Exercise instructions
Pull out every line below that holds the word "code".

══════════

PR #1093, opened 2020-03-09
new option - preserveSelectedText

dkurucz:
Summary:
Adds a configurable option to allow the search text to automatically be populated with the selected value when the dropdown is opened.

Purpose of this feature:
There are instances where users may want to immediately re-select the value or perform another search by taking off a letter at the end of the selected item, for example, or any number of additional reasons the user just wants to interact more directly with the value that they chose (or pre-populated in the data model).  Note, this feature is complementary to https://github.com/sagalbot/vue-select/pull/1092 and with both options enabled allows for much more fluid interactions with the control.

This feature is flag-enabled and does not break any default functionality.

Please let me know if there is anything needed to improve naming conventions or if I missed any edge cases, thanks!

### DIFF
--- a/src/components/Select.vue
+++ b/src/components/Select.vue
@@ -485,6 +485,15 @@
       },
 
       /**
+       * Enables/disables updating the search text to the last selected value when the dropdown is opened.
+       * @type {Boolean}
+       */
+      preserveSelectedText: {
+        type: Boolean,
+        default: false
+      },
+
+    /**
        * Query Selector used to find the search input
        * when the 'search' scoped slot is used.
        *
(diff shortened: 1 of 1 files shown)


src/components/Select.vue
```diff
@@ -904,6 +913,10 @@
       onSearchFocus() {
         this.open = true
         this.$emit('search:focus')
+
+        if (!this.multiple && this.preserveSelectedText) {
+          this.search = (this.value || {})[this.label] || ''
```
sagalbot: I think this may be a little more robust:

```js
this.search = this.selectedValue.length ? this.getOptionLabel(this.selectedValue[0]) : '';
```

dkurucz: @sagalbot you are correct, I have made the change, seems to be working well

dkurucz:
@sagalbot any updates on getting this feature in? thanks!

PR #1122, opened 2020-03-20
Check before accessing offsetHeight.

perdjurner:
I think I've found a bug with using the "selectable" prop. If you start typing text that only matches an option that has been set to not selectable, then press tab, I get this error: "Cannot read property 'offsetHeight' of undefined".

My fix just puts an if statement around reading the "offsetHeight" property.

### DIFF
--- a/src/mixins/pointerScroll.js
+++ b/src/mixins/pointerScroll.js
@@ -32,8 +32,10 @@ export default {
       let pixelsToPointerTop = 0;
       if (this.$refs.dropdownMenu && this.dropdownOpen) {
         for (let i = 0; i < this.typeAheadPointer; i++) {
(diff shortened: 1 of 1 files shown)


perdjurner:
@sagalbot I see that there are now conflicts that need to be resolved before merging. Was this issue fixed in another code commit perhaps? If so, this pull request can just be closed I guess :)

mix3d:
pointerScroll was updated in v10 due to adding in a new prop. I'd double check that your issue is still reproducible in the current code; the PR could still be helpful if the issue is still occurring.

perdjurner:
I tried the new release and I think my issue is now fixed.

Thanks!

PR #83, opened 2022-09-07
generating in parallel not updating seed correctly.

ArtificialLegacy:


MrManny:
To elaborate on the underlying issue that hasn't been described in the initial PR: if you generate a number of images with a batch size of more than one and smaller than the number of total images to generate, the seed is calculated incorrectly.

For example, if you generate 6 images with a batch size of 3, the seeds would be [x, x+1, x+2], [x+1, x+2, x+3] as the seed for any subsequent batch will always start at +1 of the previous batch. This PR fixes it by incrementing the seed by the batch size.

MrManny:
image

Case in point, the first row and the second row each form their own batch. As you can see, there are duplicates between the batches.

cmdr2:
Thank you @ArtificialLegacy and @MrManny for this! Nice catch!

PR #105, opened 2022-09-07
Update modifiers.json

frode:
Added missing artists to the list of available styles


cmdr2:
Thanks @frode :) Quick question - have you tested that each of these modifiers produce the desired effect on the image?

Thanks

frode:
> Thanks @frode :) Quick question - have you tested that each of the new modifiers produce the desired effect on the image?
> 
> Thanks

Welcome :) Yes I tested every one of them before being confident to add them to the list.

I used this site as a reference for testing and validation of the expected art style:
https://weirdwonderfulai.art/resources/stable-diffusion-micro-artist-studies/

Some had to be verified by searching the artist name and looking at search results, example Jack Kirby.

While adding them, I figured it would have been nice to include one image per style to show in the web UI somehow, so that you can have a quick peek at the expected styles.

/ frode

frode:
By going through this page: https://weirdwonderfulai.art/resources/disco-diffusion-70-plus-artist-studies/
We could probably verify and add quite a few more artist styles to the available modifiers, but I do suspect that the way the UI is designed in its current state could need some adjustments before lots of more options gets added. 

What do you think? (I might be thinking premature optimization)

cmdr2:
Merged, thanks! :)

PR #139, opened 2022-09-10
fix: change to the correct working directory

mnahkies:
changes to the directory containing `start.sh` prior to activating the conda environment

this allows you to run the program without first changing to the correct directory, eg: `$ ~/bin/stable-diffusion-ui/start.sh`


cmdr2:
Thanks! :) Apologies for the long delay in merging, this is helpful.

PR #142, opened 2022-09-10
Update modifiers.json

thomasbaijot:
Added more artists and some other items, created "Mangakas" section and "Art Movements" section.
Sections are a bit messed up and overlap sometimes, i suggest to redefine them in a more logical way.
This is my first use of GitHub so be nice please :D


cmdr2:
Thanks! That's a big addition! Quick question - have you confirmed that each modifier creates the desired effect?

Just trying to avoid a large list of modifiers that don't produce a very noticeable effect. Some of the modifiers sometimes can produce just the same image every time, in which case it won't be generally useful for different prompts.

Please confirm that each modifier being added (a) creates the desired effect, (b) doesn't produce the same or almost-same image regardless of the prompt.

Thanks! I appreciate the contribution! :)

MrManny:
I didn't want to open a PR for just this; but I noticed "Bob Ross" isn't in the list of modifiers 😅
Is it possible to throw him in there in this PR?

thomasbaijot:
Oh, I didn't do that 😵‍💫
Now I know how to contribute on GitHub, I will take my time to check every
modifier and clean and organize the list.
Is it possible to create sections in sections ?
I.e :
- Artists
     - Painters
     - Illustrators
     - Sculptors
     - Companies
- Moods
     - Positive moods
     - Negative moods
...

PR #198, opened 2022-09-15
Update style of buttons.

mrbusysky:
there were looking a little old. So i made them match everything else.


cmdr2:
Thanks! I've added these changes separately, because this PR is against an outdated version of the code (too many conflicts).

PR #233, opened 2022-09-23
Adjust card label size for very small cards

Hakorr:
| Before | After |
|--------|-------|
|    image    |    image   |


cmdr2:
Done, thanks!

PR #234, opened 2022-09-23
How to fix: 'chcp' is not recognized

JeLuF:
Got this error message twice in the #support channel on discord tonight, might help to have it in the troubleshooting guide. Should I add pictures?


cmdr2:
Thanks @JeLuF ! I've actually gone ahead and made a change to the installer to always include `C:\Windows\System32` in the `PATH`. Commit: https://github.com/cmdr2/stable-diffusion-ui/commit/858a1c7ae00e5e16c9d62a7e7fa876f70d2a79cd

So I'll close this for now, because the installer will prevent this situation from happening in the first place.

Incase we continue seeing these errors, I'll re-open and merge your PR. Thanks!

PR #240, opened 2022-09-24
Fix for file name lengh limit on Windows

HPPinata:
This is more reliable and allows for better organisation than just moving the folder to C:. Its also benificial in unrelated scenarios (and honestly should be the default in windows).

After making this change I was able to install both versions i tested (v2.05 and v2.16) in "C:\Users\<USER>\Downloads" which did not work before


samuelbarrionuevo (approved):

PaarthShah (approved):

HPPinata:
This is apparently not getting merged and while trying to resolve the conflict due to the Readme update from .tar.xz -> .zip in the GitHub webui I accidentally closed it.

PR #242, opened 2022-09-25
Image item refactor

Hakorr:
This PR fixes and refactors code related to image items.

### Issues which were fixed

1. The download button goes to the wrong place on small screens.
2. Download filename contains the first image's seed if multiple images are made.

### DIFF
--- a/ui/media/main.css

══════════

Answer to this exercise
@sagalbot I see that there are now conflicts that need to be resolved before merging. Was this issue fixed in another code commit perhaps? If so, this pull request can just be closed I guess :)
pointerScroll was updated in v10 due to adding in a new prop. I'd double check that your issue is still reproducible in the current code; the PR could still be helpful if the issue is still occurring.
Thanks! I've added these changes separately, because this PR is against an outdated version of the code (too many conflicts).
This PR fixes and refactors code related to image items.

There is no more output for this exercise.